Possibilities have opened that Deras probably couldn’t have dreamed of a few years ago. He was one of three SFVFC players offered tryouts by the Argja Bóltfelag club in the Faroe Islands, an archipelago in the northeast Atlantic Ocean between Iceland and Norway that is a self-governing part of Denmark. Jasper Macht already tried out for that club, was not picked up but landed with Tvøroyar Bóltfelag, also part of the Faroese Premier League. Deras and Charlie Cazares will audition for Argja Bóltfelag later this year.

“It’s (because of) a former Danish professional player (Jonas Dal Andersen, sporting director at Argja),” assistant coach Kyle Keenan said. “He’s really interested in bringing American talent over because he feels like it’s an untapped market and he wants to bring them over to his club, and then from there kind of develop them and then sell them on to clubs in the continent, in Europe.”

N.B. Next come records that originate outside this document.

PR #119, opened 2026-07-09
Ignore a session profile that drifted to another account when fetching usage

jackfuchs:
Follow-up to #97. The session-aware fetch prefers a session profile's credential as the slot's freshest token family — correctly so. But an in-session `/login` re-points the profile at a *different* account (a real workflow: the slot's account hits its 5h limit mid-session, and re-logging inside the session is the only way to keep the conversation). The profile directory keeps claiming the original slot, so the fetch records the other account's usage under this slot's label: two rows render byte-identical bars (down to the same reset second), and the slot's real account silently stops being tracked.

The profile's `.claude.json` `oauthAccount` records who claude is actually logged in as, right next to the credential. Before using session credentials, the fetch now compares it against the slot's identity — email must match, org only when both sides have a value (same leniency as `_is_session_valid`). On a confirmed mismatch it falls back to the backup credential, with refresh allowed: the live session no longer holds this slot's family, so rotating the backup can't log anything out. An unreadable identity is not treated as drift, so a profile with a broken `.claude.json` keeps today's behavior.

Deliberately *not* gated on the `.cswap-stale-credentials` marker: that is also set on benign same-account rotations, where the profile is still the right source.

Tests cover the identity/drift semantics (incl. same-email-different-org and lenient org matching), the drifted-profile fallback (refreshable backup fetch), and the matching/unreadable cases keeping the read-only profile fast path. Full suite green (983 passed).

### DIFF
--- a/src/claude_swap/session.py
+++ b/src/claude_swap/session.py
@@ -212,6 +212,51 @@ def read_session_credentials(session_dir: Path) -> str | None:
         return None
 
 
+def read_session_identity(session_dir: Path) -> tuple[str, str] | None:
+    """Best-effort read of the account identity a session profile is logged in as.
+
+    Claude records the logged-in account in the profile's ``.claude.json``
+    ``oauthAccount`` and rewrites it on every (re-)login, so this reflects the
+    profile's *current* identity — which an in-session ``/login`` can re-point
+    at a different account than the slot the profile was created for. Returns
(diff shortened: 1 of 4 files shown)


realiti4:
Thanks for fixing this case. It looks good, and I’ve merged it.

PR #120, opened 2026-07-10
feat(menubar): weekly-limit display — per-model limits (Fable) + reflect passed resets

deathemperor:
The usage API's `limits` array carries per-model weekly windows, which `oauth.build_usage_result` already normalizes into `usage["scoped"]` (each `{name, pct, resets_at, ...}`, e.g. `name: "Fable"`). The CLI `cswap list` and the TUI already render these, but the menu bar's `usage_summary` didn't — so a maxed model wasn't visible there.

This appends each scoped window to the account row after 5h/7d, matching the CLI's at-limit `(!)` marker and the menu bar's live reset countdown:

```
5h 82% · 7d 12% · Fable 4% (1d 11h)
```

Menu-bar-only change (no core touched — the data was already parsed). Tests: `usage_summary` with a scoped window, the `(!)` over-limit marker, and multiple scoped models with a countdown. Full suite: 974 passed, 3 skipped.

### DIFF
--- a/src/claude_swap/menubar.py
+++ b/src/claude_swap/menubar.py
@@ -20,7 +20,7 @@ import re
 import threading
 import time
 from dataclasses import asdict, dataclass, fields
-from datetime import datetime
+from datetime import datetime, timezone
 from pathlib import Path
 
 from claude_swap.exceptions import ClaudeSwitchError, CredentialReadError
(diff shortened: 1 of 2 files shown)


deathemperor:
Pushed a second, related commit and retitled the PR — both changes are about the menu bar's **weekly-limit display**.

**Reflect a passed weekly reset from the static 7-day cadence.**

Weekly limits (the `7d` window, and the per-model `scoped` windows this PR adds) reset on a fixed 7-day cadence. Once the stored `resets_at` is in the past, the window has objectively rolled over — the cached pct belongs to a window that no longer exists. Previously the menu bar kept showing that stale pre-reset pct *and* dropped the countdown entirely (`_live_countdown` returns `None` for a passed reset). So after every weekly reset you couldn't see the new window until something forced a fresh fetch of that account — which, for a passive account under the paced `SnapshotSource`, could be a long while.

`_rolled_weekly_window()` advances a passed reset to its next 7-day boundary and shows the window as reset (`pct` 0), so the display follows the static schedule with no refetch:

```
before:  7d 96%          ·  Fable 100% (!)     (stale pct, countdown gone)
after:   7d 0% (5d 0h)   ·  Fable 0% (5d 0h)
```

Applied to the `7d` window and the `scoped` windows in `usage_summary`, and to the title's `7d` percentage. The `5h` window is deliberately untouched — its reset is session-relative, not a fixed cadence, so it can't be rolled. A real fetch still overwrites the rolled values as soon as one lands.

Full suite: 980 passed, 3 skipped.

realiti4:
Thanks for the PR, looking good merged it.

It’s all part of a team’s growth. SFVFC founder and head coach Carlos Cortez, his wife Christine Lam – the CEO, and the one who handles the lion’s share of administrative details in addition to holding a full-time job of her own – and assistant coach Keenan are toiling to build something sustainable from a business standpoint, the better to provide more opportunities for “the next Cristo and for kids from our community,” Keenan said.

For now, the crowds they get at the Sepulveda Basin are mainly family-and-friends sized. Win a couple of U.S. Open Cup matches, get some exposure on ESPN+ and possibly get a shot at an MLS team down the line, and who knows what the eventual rewards could be?